Greece v. Galloway – A Year on the Front Lines
On the evening of May 5, 2014, I was sitting with Linda Stephens, one of the two plaintiffs in the Town of Greece v. Galloway case, as we waited for the start of a board meeting for the local chapter of Americans United for Separation of Church and State. We were discussing the troubling ruling that had just come down that day and how the Supreme Court’s ruling in the town’s favor to allow prayer before legislative meetings opened the way for explicitly secular invocations. Linda was philosophical about the legal defeat, and she seemed relatively unfazed for having dedicated so much time and energy to the process. The one bright spot, we agreed, was that the Court affirmed the requirement that the opportunity to provide an invocation, such as those delivered before the Greece town board, needed to be open to everyone—including atheists.
It suddenly occurred to me that we had no time to waste in testing this premise, so I immediately contacted the Town of Greece and requested the next available opening to deliver an invocation. The town responded in short order, and my invocation was scheduled to open the July 2014 town board meeting. As I prepared my remarks, the secular community began to rally behind the historic opportunity, and by the time my invocation was delivered we had gathered a who’s who of secular leaders from across the country in attendance to support the rights of nonbelievers.
To be sure, the ability to participate in the invocation process was modest consolation for having to endure yet another hole knocked in the wall of separation between church and state. It was a hole, we reasoned, but at least nonbelievers could pass through it as well.
In the Town of Greece, however, as soon as the reporters left the town hall and filed their stories, the hole in the wall of separation became a door—one that opened only for the religious.
Just a month after my invocation, the Town of Greece adopted an invocation policy written by the religious right group, Alliance Defending Freedom (ADF). ADF also provided the legal muscle to Greece in its Supreme Court victory. Despite the repeated assertions by the Town of Greece in its brief to the Court, and its subsequent oral argument that “any Town resident of any faith or no faith may offer the invocation,” the new policy explicitly limits the invocation process to organizations that “regularly meet for the primary purpose of sharing a religious perspective.” The door had shut, and any sense of relief that nonbelievers were on the inside quickly vanished.
What made this move by Greece so astonishing was not only that the Town had asserted before the Court that the process was open to everyone, but that this argument was the central pillar of their case. Indeed, their brief to the Supreme Court cites this “fact” of “total inclusion” no fewer than twenty-one times, and Justice Anthony Kennedy, writing for the majority, found it so compelling that he referred to it twice in his recitation of the facts supporting the decision.

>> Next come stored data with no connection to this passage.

PR #1622, opened 2024-12-22
fix: Fix leak in FlatMapPrefix operator.

He-Pin:
extracted from https://github.com/apache/pekko/pull/1621

Motivation:
In https://github.com/apache/pekko/discussions/1566 , @queimadus points out a leak

Modification:
1. change the builder from a buffer to a vector builder.
2. free that builder to null after the prefix is generated.

Result:
leak fixed.

```scala
import org.apache.pekko.actor.ActorSystem
import org.apache.pekko.stream.scaladsl.{Flow, Sink, Source}
import org.apache.pekko.util.ByteString

import scala.concurrent.Await


object PekkoQuickstart extends App {
  private implicit val system: ActorSystem = ActorSystem()

  val s = Source
    .repeat(())
    .map(_ => ByteString('a' * 400000))
    .take(1000000)
    .flatMapPrefix(50000) { _ => Flow[ByteString] }

  val r = Source.empty
    .concatAllLazy(List.tabulate(30000)(_ => s): _*)
    .runWith(Sink.ignore)

  Await.result(r, scala.concurrent.duration.Duration.Inf)
  println(r.value)

//  Source
//    .repeat(s)
//    .take(30000)
//    .flatMapConcat(x => x)
//    .runWith(Sink.ignore)
//    .onComplete(println(_))

//  Source.empty
//    .concatAllLazy(List.tabulate(30000)(_ => Source.lazySource(() => s)): _*)
//    .runWith(Sink.ignore).onComplete(println(_))
}
```

### DIFF
--- a/stream/src/main/scala/org/apache/pekko/stream/impl/fusing/FlatMapPrefix.scala
+++ b/stream/src/main/scala/org/apache/pekko/stream/impl/fusing/FlatMapPrefix.scala
@@ -43,8 +43,10 @@ import pekko.util.OptionVal
         .mandatoryAttribute[Attributes.NestedMaterializationCancellationPolicy]
         .propagateToNestedMaterialization
     val matPromise = Promise[M]()
-    val logic = new GraphStageLogic(shape) with InHandler with OutHandler {
-      val accumulated = collection.mutable.Buffer.empty[In]
+    object FlatMapPrefixLogic extends GraphStageLogic(shape) with InHandler with OutHandler {
+      private var left = n
+      private var builder = Vector.newBuilder[In]
+      builder.sizeHint(left)
 
       private var subSource = OptionVal.none[SubSourceOutlet[In]]
       private var subSink = OptionVal.none[SubSinkInlet[Out]]
@@ -65,11 +67,12 @@ import pekko.util.OptionVal
         subSource match {
           case OptionVal.Some(s) => s.push(grab(in))
           case _ =>
-            accumulated.append(grab(in))
-            if (accumulated.size == n) {
+            builder += grab(in)
+            left -= 1
+            if (left == 0) {
               materializeFlow()
             } else {
-              // gi'me some more!
+              // give me some more!
               pull(in)
             }
         }
@@ -98,12 +101,12 @@ import pekko.util.OptionVal
             // delegate to subSink
             s.pull()
           case _ =>
-            if (accumulated.size < n) pull(in)
-            else if (accumulated.size == n) {
+            if (left > 0) pull(in)
+            else if (left == 0) {
               // corner case for n = 0, can be handled in FlowOps
               materializeFlow()
             } else {
-              throw new IllegalStateException(s"Unexpected accumulated size: ${accumulated.size} (n: $n)")
+              throw new IllegalStateException(s"Unexpected accumulated size, left : $left (n: $n)")
             }
         }
       }
@@ -114,7 +117,7 @@ import pekko.util.OptionVal
           case _ =>
             if (propagateToNestedMaterialization) {
               downstreamCause = OptionVal.Some(cause)
-              if (accumulated.size == n) {
+              if (left == 0) {
                 // corner case for n = 0, can be handled in FlowOps
                 materializeFlow()
               } else if (!hasBeenPulled(in)) { // if in was already closed, nested flow would have already been materialized
@@ -128,8 +131,8 @@ import pekko.util.OptionVal
 
       def materializeFlow(): Unit =
         try {
-          val prefix = accumulated.toVector
-          accumulated.clear()
+          val prefix = builder.result()
+          builder = null // free for GC
           subSource = OptionVal.Some(new SubSourceOutlet[In]("FlatMapPrefix.subSource"))
           val theSubSource = subSource.get
           subSink = OptionVal.Some(new SubSinkInlet[Out]("FlatMapPrefix.subSink"))
@@ -196,6 +199,6 @@ import pekko.util.OptionVal
           case NonFatal(ex) => failStage(ex)
         }
     }
-    (logic, matPromise.future)
+    (FlatMapPrefixLogic, matPromise.future)
   }
 }


stream/src/main/scala/org/apache/pekko/stream/impl/fusing/FlatMapPrefix.scala
```diff
@@ -128,8 +129,8 @@ import pekko.util.OptionVal
 
       def materializeFlow(): Unit =
         try {
-          val prefix = accumulated.toVector
-          accumulated.clear()
+          val prefix = builder.result()
+          builder = null // free for GC
```
He-Pin, line 133: @queimadus would you like to give this patch a try?

queimadus: I'll give it a try but I'm not sure this will work because `prefixAndTail` uses a similar implementation and has the same problem.

He-Pin: @queimadus There is a fix for prefixAndTail too https://github.com/apache/pekko/pull/1623

He-Pin: There do have leaks in the interpreter, eg the logic is still being refs.
I did a try in https://github.com/apache/pekko/pull/1621, which needs changing more code to clean up the logics.

queimadus: This change does seem to help when running the provided example. This crash by lack of memory. Previous run would crash out at around the 2 minute mark.
Screenshot 2024-12-22 at 11 34 34

He-Pin: image

queimadus: My original code before I simplified it with what looked to be the MRE, was more of a:

```scala
  def myLogic(prefix: Seq[ByteString]): Flow[ByteString, ByteString, NotUsed] =
    Flow[ByteString]

  val s = Source
    .repeat(())
    .map(_ => ByteString('a' * 400000))
    .take(1000000)
    .prefixAndTail(50000)
    .flatMapConcat { case (prefix, tail) =>
      Source(prefix).concatLazy(tail).via(myLogic(prefix))
    }

  Source.empty
    .concatAllLazy(List.tabulate(30000)(_ => s): _*)
    .runWith(Sink.ignore).onComplete(println(_))
```

Where I would need to use the prefix to generate the remaining flow logic and then emit the prefix back again. It still runs out of heap in this case, but it may be a different problem?

Nonetheless, I think this change makes sense.

He-Pin: `prefixAndTail` fix is in another PR, could you verify that too?
@queimadus https://github.com/apache/pekko/pull/1623 this one

queimadus: For reference, this would be the `flatMapPrefix` equivalent that wouldn't work with `Concat`s but work with `flatMapConcat` (the commented code):

```scala
  val s = Source
    .repeat(())
    .map(_ => ByteString('a' * 400000))
    .take(1000000)
    .flatMapPrefix(50000) { prefix =>
      Flow[ByteString].prepend(Source(prefix))
    }

  Source.empty
    .concatAllLazy(List.tabulate(30000)(_ => s): _*)
    .runWith(Sink.ignore).onComplete(println(_))

//  Source
//    .repeat(s)
//    .take(30000)
//    .flatMapConcat(x => x)
//    .runWith(Sink.ignore)
//    .onComplete(println(_))
```

He-Pin: I think the concat should be reimplemented to reduce memory usage somehow.

He-Pin:
@pjfanning Would you like to give this a review?

pjfanning:
> @pjfanning Would you like to give this a review?

Would it be possible to unit test this? We probably don't want anything that takes too much time or memory to run but it might be feasible to add some extra test coverage.

He-Pin:
@pjfanning I'm not sure how to test it. This will only be an issue when the graph is been attached to a long-lived large graph.

He-Pin:
I think I can't test it because the builder is protected inside the logic, otherwise, I have to extract the code to a dedicated class and expose it to tests.

Another way is using the MBean, but that is too much.

stream/src/main/scala/org/apache/pekko/stream/impl/fusing/FlatMapPrefix.scala
```diff
@@ -128,8 +129,8 @@ import pekko.util.OptionVal
 
       def materializeFlow(): Unit =
         try {
-          val prefix = accumulated.toVector
-          accumulated.clear()
```
He-Pin, line 132: which holds an `null` array.
```scala
  /** Reduce length to `n`, nulling out all dropped elements */
  private def reduceToSize(n: Int): Unit = {
    mutationCount += 1
    Arrays.fill(array, n, size0, null)
    size0 = n
  }
```
Now fixed, @raboof @pjfanning

stream/src/main/scala/org/apache/pekko/stream/impl/fusing/FlatMapPrefix.scala
```diff
@@ -43,8 +43,10 @@ import pekko.util.OptionVal
         .mandatoryAttribute[Attributes.NestedMaterializationCancellationPolicy]
         .propagateToNestedMaterialization
     val matPromise = Promise[M]()
-    val logic = new GraphStageLogic(shape) with InHandler with OutHandler {
-      val accumulated = collection.mutable.Buffer.empty[In]
+    object logic extends GraphStageLogic(shape) with InHandler with OutHandler {
+      private var left = if (n < 0) 0 else n
```
raboof, line 47: we already have a `require(n >= 0)` above, I don't think we need to add code to deal with the `n < 0` case here.

stream/src/main/scala/org/apache/pekko/stream/impl/fusing/FlatMapPrefix.scala
```diff
@@ -98,12 +101,10 @@ import pekko.util.OptionVal
             // delegate to subSink
             s.pull()
           case _ =>
-            if (accumulated.size < n) pull(in)
-            else if (accumulated.size == n) {
+            if (left > 0) pull(in)
+            else if (left == 0) {
               // corner case for n = 0, can be handled in FlowOps
               materializeFlow()
-            } else {
```
raboof, line 105: why not keep this? it should never happen, but that's what the error says

raboof (approved):

He-Pin:
@queimadus Thanks for the reporting, this do spend me a weekend to work out:)

PR #1623, opened 2024-12-22
fix: Fix a leak in PrefixAndTail operator.

He-Pin:
Motivation:
Fix @queimadus's report in https://github.com/apache/pekko/discussions/1566

Modification:
When the upstream finishes quickly but the downstream is not pulled, a leak can happen, so clean up that.

Result:
I think the leak should be fixed now.


stream/src/main/scala/org/apache/pekko/stream/impl/fusing/StreamOfStreams.scala
```diff
@@ -237,7 +239,9 @@ import pekko.util.ccompat.JavaConverters._
     override def onUpstreamFinish(): Unit = {
       if (!prefixComplete) {
         // This handles the unpulled out case as well
-        emit(out, (builder.result(), Source.empty), () => completeStage())
+        val prefix = builder.result();
+        builder = null // free for GC
+        emit(out, (prefix, Source.empty), () => completeStage())
```
He-Pin, line 244: it will leak before.

pjfanning: looks good - if @queimadus can try this change too that would be very useful

queimadus: I actually can't seem to reproduce the issue with the [example I mentioned](https://github.com/apache/pekko/discussions/1566) with `flatMapPrefix` with `prefixAndTail`.

E.g. running the following runs fine with and without these changes
```scala
  val s = Source
    .repeat(())
    .map(_ => ByteString('a' * 4000000))
    .take(1000000)
    .prefixAndTail(50000)
    .flatMapConcat { case (prefix, tail) => tail }

  Source.empty
    .concatAllLazy(List.tabulate(30000)(_ => s): _*)
    .runWith(Sink.ignore).onComplete(println(_))
```

What doesn't run fine is the the [following snippet](https://github.com/apache/pekko/pull/1622#discussion_r1894903082), but it may be a different problem.

```scala
 def myLogic(prefix: Seq[ByteString]): Flow[ByteString, ByteString, NotUsed] =
    Flow[ByteString]

  val s = Source
    .repeat(())
    .map(_ => ByteString('a' * 400000))
    .take(1000000)
    .prefixAndTail(50000)
    .flatMapConcat { case (prefix, tail) =>
      Source(prefix).concatLazy(tail).via(myLogic(prefix))
    }

  Source.empty
    .concatAllLazy(List.tabulate(30000)(_ => s): _*)
    .runWith(Sink.ignore).onComplete(println(_))
```

That said, these changes still seem to make sense.

He-Pin: This problem is a kind of AsyncCallback leak, https://github.com/apache/pekko/pull/408
where many instances consume memories.

To total fix this, we will lost some support for debug I think, eg the `org.apache.pekko.stream.impl.fusing.GraphInterpreter#toSnapshot`

He-Pin: @queimadus Yes, different problem, the new problem is the interpreter keeps many things in memory

He-Pin:
@queimadus Hi, I realized that the origin issue of `concatAllLazy` can not be fixed with the current implementation of Interpreter.
So I have to add a new operator for this.

```scala
  def concatAllLazy[U >: Out](those: Graph[SourceShape[U], _]*): Repr[U] =
    internalConcatAll(those.toArray, detached = false)

vs:

  def concatAllDeferred[U >: Out](those: Graph[SourceShape[U], _]*): Repr[U] =
    concatGraph(
      Source.lazySource(
        () => Source(those).flatMapConcat(ConstantFun.scalaIdentityFunction)),
      detached = false)
```

@pjfanning wdyt

He-Pin:
@queimadus continue here https://github.com/apache/pekko/issues/1652

pjfanning (approved):
lgtm - but would prefer if this was not yet backfit to the 1.1.x branch

We've had problems with changes in the stream internals causing unforeseen issues.

He-Pin:
Okay, let me remove the backport label from it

However, as if to provide some hope that the door was not permanently bolted shut, Greece’s new policy does offer a means for some minority groups to be included in the process, albeit with extra hurdles. Groups can petition for inclusion on a list of “religious assemblies,” and the Town may approve or decline the petition at their discretion.
Fortunately the secular community in and around Greece, New York, is well-organized, and the leader of the Atheist Community of Rochester, Paul Grimm, successfully cleared the invocation hurdles and was able to deliver an invocation to the Greece town board just a few weeks ago. Also on the schedule is the Rochester Sunday Assembly, a nontheistic organization affiliated with the UK-based Sunday Assembly.
But despite these successes, the extra barriers and arbitrary nature of the approval process is still very worrisome. Persons living in communities without a strong secular organization would have no representation in the process, and governing boards that adopt this policy and that are not disposed to allowing such inclusion could simply deny the petition.
What we’ve learned in the year since the Court’s tragic ruling is that there are those on the religious right that, for all the rhetoric about inclusion and equality, have no desire for inclusion and equality. We’ve learned that for some, the bearing of false witness, even to our highest court, is no deterrent to achieving their objectives. And we’ve learned that there is a well-organized and well-funded effort in this country that expects nothing short of a Christian theocracy. With a Supreme Court on their side, achieving that goal must seem tantalizingly close.